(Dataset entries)
○ ○ ○ ○ ○

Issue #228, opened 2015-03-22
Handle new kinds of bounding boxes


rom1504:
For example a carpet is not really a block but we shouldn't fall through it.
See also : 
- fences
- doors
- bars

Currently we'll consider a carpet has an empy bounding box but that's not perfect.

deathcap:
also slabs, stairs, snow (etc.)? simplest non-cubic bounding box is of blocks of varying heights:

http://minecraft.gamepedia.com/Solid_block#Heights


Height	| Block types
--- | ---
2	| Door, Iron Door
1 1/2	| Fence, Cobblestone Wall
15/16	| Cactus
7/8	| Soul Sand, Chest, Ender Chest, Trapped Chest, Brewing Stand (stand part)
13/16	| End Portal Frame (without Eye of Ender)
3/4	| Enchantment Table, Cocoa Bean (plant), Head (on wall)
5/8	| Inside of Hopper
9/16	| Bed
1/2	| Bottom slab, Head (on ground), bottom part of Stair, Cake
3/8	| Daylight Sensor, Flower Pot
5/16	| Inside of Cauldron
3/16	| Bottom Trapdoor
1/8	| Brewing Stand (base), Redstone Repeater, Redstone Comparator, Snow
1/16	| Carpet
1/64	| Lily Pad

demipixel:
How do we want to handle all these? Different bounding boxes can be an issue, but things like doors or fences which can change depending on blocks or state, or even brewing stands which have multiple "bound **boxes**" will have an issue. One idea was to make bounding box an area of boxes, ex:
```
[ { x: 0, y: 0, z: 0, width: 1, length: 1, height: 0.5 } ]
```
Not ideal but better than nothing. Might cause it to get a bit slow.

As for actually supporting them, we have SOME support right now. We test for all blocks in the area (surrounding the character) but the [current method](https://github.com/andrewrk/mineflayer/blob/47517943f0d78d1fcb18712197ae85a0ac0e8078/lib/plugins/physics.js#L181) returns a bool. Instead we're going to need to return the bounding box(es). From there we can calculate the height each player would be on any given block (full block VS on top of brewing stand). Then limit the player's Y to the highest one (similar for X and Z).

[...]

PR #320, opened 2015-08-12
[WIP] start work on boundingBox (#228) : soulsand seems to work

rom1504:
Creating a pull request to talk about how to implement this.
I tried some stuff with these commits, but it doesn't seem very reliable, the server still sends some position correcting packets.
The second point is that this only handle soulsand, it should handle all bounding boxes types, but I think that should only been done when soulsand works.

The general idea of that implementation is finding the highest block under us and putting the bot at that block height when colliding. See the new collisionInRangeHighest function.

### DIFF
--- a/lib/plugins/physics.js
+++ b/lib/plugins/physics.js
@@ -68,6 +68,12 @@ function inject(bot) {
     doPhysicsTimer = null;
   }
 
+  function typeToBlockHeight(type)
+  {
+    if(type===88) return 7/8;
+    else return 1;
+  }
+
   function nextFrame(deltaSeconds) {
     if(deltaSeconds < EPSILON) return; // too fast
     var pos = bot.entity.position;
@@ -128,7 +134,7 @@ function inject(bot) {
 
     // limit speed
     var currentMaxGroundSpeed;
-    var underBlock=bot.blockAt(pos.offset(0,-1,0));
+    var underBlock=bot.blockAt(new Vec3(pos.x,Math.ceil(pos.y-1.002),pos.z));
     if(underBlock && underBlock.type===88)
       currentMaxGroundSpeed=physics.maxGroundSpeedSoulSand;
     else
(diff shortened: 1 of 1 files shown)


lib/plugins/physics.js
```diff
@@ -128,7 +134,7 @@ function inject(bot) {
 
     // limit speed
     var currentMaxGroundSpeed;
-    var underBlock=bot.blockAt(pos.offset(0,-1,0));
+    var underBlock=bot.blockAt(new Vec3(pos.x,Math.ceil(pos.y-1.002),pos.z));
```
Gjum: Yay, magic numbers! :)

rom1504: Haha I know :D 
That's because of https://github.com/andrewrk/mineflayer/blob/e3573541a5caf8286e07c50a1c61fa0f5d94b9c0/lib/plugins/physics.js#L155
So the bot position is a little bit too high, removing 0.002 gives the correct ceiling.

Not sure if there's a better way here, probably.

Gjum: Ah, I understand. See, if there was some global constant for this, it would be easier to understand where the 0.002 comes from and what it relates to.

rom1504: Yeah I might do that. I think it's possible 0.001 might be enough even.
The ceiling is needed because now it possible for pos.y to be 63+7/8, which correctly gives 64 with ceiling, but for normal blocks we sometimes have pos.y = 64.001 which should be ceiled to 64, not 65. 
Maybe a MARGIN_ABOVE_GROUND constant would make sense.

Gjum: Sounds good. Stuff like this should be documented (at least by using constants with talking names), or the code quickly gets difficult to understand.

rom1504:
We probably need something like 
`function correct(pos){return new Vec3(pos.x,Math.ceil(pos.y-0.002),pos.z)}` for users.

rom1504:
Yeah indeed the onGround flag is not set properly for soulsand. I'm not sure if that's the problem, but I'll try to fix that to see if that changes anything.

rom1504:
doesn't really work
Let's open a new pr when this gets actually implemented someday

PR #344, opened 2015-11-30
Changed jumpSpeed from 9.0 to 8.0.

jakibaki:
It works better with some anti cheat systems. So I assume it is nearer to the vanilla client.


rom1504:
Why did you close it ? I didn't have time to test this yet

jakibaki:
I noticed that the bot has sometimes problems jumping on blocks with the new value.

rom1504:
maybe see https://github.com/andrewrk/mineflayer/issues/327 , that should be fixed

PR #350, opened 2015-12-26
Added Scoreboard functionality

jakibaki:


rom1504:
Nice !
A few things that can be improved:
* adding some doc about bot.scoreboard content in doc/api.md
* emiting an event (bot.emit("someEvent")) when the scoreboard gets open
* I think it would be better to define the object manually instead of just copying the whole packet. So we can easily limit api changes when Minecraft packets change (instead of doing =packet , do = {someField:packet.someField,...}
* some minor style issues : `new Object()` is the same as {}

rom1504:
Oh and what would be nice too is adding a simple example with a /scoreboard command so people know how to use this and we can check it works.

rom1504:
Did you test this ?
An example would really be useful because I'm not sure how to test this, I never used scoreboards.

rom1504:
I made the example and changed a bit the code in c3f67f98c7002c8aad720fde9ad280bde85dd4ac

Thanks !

○ ○ ○ ○ ○

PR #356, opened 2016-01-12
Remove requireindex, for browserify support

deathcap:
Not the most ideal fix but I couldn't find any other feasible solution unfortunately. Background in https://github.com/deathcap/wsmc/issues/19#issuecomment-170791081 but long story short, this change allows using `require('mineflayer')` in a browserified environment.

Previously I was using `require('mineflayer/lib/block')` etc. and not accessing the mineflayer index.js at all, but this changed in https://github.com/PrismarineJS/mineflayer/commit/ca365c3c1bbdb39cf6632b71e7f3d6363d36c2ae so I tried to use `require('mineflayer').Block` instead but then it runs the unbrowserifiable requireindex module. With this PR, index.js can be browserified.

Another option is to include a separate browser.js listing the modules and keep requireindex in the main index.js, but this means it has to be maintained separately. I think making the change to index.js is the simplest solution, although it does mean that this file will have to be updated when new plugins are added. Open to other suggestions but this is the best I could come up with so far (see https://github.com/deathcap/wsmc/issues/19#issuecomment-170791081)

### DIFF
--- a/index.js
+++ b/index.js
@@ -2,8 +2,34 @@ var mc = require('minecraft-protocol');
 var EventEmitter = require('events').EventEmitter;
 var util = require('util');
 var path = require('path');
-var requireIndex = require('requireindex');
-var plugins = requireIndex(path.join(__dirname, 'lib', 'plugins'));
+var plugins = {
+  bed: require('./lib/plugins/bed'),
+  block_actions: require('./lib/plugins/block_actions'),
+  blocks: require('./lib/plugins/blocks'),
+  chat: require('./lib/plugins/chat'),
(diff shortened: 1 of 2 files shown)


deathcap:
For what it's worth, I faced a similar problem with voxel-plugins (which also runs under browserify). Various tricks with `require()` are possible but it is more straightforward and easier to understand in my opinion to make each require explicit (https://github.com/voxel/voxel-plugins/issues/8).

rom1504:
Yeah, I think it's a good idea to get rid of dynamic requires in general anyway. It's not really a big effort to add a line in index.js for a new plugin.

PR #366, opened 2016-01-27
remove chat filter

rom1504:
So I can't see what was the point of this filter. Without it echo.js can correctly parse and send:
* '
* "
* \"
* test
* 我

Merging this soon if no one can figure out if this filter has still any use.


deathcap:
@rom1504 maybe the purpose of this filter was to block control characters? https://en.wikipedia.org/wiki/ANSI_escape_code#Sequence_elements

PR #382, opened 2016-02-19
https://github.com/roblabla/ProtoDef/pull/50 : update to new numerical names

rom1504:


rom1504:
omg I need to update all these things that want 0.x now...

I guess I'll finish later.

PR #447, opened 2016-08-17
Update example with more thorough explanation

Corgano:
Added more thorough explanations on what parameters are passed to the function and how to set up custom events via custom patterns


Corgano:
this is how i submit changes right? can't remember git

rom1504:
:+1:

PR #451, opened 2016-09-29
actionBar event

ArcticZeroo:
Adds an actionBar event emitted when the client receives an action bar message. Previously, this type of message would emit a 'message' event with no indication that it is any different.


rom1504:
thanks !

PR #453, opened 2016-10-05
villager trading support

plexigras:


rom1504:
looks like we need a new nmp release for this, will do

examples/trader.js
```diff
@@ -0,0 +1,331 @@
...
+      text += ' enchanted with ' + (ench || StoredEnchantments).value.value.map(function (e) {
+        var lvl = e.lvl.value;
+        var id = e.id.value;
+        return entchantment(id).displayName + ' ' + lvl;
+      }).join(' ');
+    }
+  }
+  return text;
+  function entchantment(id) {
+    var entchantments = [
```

○ ○ ○ ○ ○

Task directions: As listed above, the lines from the line with "Issue #228, opened 2015-03-22" to the line with "Not ideal but" are to be echoed exactly, with both ends included and nothing added.

Solved exercise:
Issue #228, opened 2015-03-22
Handle new kinds of bounding boxes


rom1504:
For example a carpet is not really a block but we shouldn't fall through it.
See also : 
- fences
- doors
- bars

Currently we'll consider a carpet has an empy bounding box but that's not perfect.

deathcap:
also slabs, stairs, snow (etc.)? simplest non-cubic bounding box is of blocks of varying heights:

http://minecraft.gamepedia.com/Solid_block#Heights


Height	| Block types
--- | ---
2	| Door, Iron Door
1 1/2	| Fence, Cobblestone Wall
15/16	| Cactus
7/8	| Soul Sand, Chest, Ender Chest, Trapped Chest, Brewing Stand (stand part)
13/16	| End Portal Frame (without Eye of Ender)
3/4	| Enchantment Table, Cocoa Bean (plant), Head (on wall)
5/8	| Inside of Hopper
9/16	| Bed
1/2	| Bottom slab, Head (on ground), bottom part of Stair, Cake
3/8	| Daylight Sensor, Flower Pot
5/16	| Inside of Cauldron
3/16	| Bottom Trapdoor
1/8	| Brewing Stand (base), Redstone Repeater, Redstone Comparator, Snow
1/16	| Carpet
1/64	| Lily Pad

demipixel:
How do we want to handle all these? Different bounding boxes can be an issue, but things like doors or fences which can change depending on blocks or state, or even brewing stands which have multiple "bound **boxes**" will have an issue. One idea was to make bounding box an area of boxes, ex:
```
[ { x: 0, y: 0, z: 0, width: 1, length: 1, height: 0.5 } ]
```
Not ideal but better than nothing. Might cause it to get a bit slow.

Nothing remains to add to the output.